- WHAT IS EXPECTED:
Each entry must be output exactly as it appears.

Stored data
====

Issue #1399, opened 2024-11-15
Trick to get bazel to link libstdc++ or libc++ in a rust_binary with cxx?


sthornington:
Hi folks - I'm going to continue banging away on this, but in our bazel build, I have gotten as far as our rust_binary linking simply missing the std c++ library (either libstdc++ for a gcc toolchain or libc++ for a clang toolchain).  I feel as though this should have happened magically somehow, by virtue of linking against cc_library targets for my C++ code and the cxx-generated bindings of the ffi module, but it doesn't seem to be happening.  I have confirmed that adding e.g. `-lc++` to final link line if clang does fix the problem.  

What am I missing?  I am following the example in rules_rust/examples/crate_universe/using_cxx here: https://github.com/bazelbuild/rules_rust/blob/main/examples/crate_universe/using_cxx/BUILD.bazel

sthornington:
(noticing now that that experimental flag breaks rust linking of other stuff :( .. going to try adding `rustc_flags` to the specific `rust_binary` that is using cxx, but I am curious how other people are doing this.)

sthornington:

====

- EXPECTED OUTPUT:
Issue #1399, opened 2024-11-15
Trick to get bazel to link libstdc++ or libc++ in a rust_binary with cxx?


sthornington:
Hi folks - I'm going to continue banging away on this, but in our bazel build, I have gotten as far as our rust_binary linking simply missing the std c++ library (either libstdc++ for a gcc toolchain or libc++ for a clang toolchain).  I feel as though this should have happened magically somehow, by virtue of linking against cc_library targets for my C++ code and the cxx-generated bindings of the ffi module, but it doesn't seem to be happening.  I have confirmed that adding e.g. `-lc++` to final link line if clang does fix the problem.  

What am I missing?  I am following the example in rules_rust/examples/crate_universe/using_cxx here: https://github.com/bazelbuild/rules_rust/blob/main/examples/crate_universe/using_cxx/BUILD.bazel

sthornington:
(noticing now that that experimental flag breaks rust linking of other stuff :( .. going to try adding `rustc_flags` to the specific `rust_binary` that is using cxx, but I am curious how other people are doing this.)

sthornington:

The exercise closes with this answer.